- ACTION ITEM
A complete and exact copy of the entries below is the expected result.

- ENTRIES SUPPLIED
----

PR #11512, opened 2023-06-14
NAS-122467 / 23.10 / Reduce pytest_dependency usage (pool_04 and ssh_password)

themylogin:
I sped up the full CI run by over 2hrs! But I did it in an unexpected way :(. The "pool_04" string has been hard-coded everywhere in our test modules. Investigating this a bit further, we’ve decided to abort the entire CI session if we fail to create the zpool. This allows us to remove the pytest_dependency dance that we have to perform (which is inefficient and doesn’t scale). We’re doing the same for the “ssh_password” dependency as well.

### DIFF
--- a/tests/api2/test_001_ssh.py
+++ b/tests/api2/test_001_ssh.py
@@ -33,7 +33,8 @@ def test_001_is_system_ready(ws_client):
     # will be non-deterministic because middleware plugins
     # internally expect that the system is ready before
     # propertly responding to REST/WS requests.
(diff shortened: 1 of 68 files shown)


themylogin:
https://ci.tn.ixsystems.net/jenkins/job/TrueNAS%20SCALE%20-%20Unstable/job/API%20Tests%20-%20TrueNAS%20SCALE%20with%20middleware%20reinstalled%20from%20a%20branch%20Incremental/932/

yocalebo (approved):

----

- RESULT OF THIS TASK
PR #11512, opened 2023-06-14
NAS-122467 / 23.10 / Reduce pytest_dependency usage (pool_04 and ssh_password)

themylogin:
I sped up the full CI run by over 2hrs! But I did it in an unexpected way :(. The "pool_04" string has been hard-coded everywhere in our test modules. Investigating this a bit further, we’ve decided to abort the entire CI session if we fail to create the zpool. This allows us to remove the pytest_dependency dance that we have to perform (which is inefficient and doesn’t scale). We’re doing the same for the “ssh_password” dependency as well.

### DIFF
--- a/tests/api2/test_001_ssh.py
+++ b/tests/api2/test_001_ssh.py
@@ -33,7 +33,8 @@ def test_001_is_system_ready(ws_client):
     # will be non-deterministic because middleware plugins
     # internally expect that the system is ready before
     # propertly responding to REST/WS requests.
(diff shortened: 1 of 68 files shown)


themylogin:
https://ci.tn.ixsystems.net/jenkins/job/TrueNAS%20SCALE%20-%20Unstable/job/API%20Tests%20-%20TrueNAS%20SCALE%20with%20middleware%20reinstalled%20from%20a%20branch%20Incremental/932/

yocalebo (approved):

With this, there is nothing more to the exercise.